In redesigning the 2006 Honda Civic, Honda’s designers and engineers could have used the old saying “if it ain’t broke, don’t fix it”. After all, it was been the best-selling passenger car in Canada from 1998 to 2005. More than 1.2 million Civics have been sold since its introduction in 1973. However, this didn’t deter Honda Motor Corporation from pulling out all the stops in the Civic redesign.
For the all-new eighth-generation 2006 Civic, Honda has dispensed with its conservative interior and exterior styling and gone for a more sporty, contemporary design. Most evident are steeply raked front windshield, the wheels have been pushed closer to the corners, a two-tier instrument panel (that takes some getting used to) and a multi-functional centre console.
Compared to its 2005 predecessor, the 2006 Civic Sedan wheelbase has increased by 3.2 inches (81 mm) but the car’s overall length has grown only 1.4 inches (36 mm). Vehicle weight has increased by about 4 percent on each trim level due to additional safety features, extra standard equipment and a stiffer floor pan which reduces bending and increases torsional rigidity.
When it came to safety, Honda went all out, starting with their Advanced Compatibility Engineering (ACE) Body Structure which enhances occupant safety by dispersing energy away from the cars interior during a collision. Additional standard safety features include dual-stage front air bags with passenger-side Occupant Position Detection System(OPDS), front side and side curtain airbags, active front seat head restraints, standard 4-channel Advanced Logic ABS with Electronic Brake Distribution (EBD) for improved emergency braking.
The Civic is available in two body styles (a 2-door coupe and a 4-door sedan) and there are four different models (a 4-door sedan, 2-door coupe, 4-door Hybrid and the sporty 197-horsepower Si coupe). As before, the sedans and coupes come in DX, DX-G, LX and EX trim levels, with prices ranging from $16,980 to $25,880. Our test vehicle was an LX sedan with a five-speed transmission.
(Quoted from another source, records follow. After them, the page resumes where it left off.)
PR #829, opened 2019-10-26
[WIP] - Fix #809: Allow time in start and end date

### LINKED ISSUE #809: Allow times in start and end filters of the export operation in the CLI
As per forum conversation, users would like to be able to define an export date range filter with time resolution.

Currently, the `-start`, and `-end` CLI args allow ISO8601 formatted dates (e.g. `2019-01-01`).

The enhancement would consist in allowing ISO8601 formatted datetimes (as described in [this doc](https://docs.google.com/document/d/1vPuEgapHvYWINnoa9QiG1R0HWMiCS4_8vtP_Zx3bGec/edit#heading=h.7z9gai9ka6ve)) in addition to just dates. Some examples: 
- `-start 2019-01-01T10:20:30.000Z`
- `-end 2019-02-03T20:30:45.123-05:00`

mayank8318:
Closes #809 
Still WIP
Facing a problem right now because the whole system is built around only using dates(just like the UI). This PR will require some major changes according to me so I want to clarify the design before going forward. The main culprit is the DateRange API which is used by the export tasks. It uses only LocalDate. So here are a few options I could think of:
i) Implement it using a Generic <T extends ...>
ii) Make a LocalDateTime API without touching this one
iii) Change this to use LocalDateTime (lot of refactoring needed including the tests)

CC - @ggalmazor

### DIFF
--- a/src/org/opendatakit/briefcase/operations/Export.java
+++ b/src/org/opendatakit/briefcase/operations/Export.java
@@ -96,7 +96,7 @@ public class Export {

With the exception of the Civic Hybrid and Si coupe, under the hood of all other Civics’ is a more powerful and more fuel efficient 140-horsepower, 1.8-liter SOHC i-VTEC (Honda’s variable valve timing) four-cylinder motor. This new engine makes the Civic more lively, revving quickly and much smoother than the previous model. Wind noise is also reduced, but, road noise is prominent on rough pavement. The crisp and precise 5-speed manual transmission is a joy to shift, and the gear ratios are well chosen. The light progressive clutch action adds to the fun. The increase in body stiffness has improved agility, restrained body roll and reduced understeer (resistance to turning) during fast cornering in tight turns. Braking performance was impressive. The stops were short and the car remained stable and easy to control when stopping from high speeds.
The first thing one notices upon settling into the driver’s seat, is the futuristic two-tier instrument panel and the oversize dashboard which reminded me of the ones found on GM’s minivans of the early 1990s. The upper dash panel consists of a digital speedometer, fuel and temperature gauge. Honda says this design allows the driver to see the displayed information with less eye movement. The lower section houses the tachometer, multi-information digital display, odometer and several warning indicators. The tilt and telescoping steering allows most drivers to find a comfortable driving position. The high mounted audio and climate controls are large and easy to use even with a gloved hand. All other primary and secondary controls are well placed, readily reached and easily operated.
The new Civic sedan will accommodate four adults in comfort and if necessary three can fit in the rear, albeit only for short trips. A nice feature is the flat floor design, which will provide more foot room for a middle passenger in the rear. There is plenty of interior storage and the placement
of the parking brake handle allows for a centre console that can hold 25 compact discs. The trunk is large with an opening that is cut to bumper level for easy loading of cargo. A folding rear seat for carrying longer items is also standard.
The 2006 Honda Civic is the best ever and it has the potential to keep the title for the best selling car in Canada for 9th straight year. It has already won several coveted awards: North American Car of the Year and Motor Trend Car of the Year. It was also voted Best New Economy Car by the Automobile Journalists Association of Canada (AJAC). As such the 2006 Civic would appear to be the odds on favourite to be crowned the Canadian Car of the Year on February 15, 2006 at the Canadian International Auto Show in Toronto.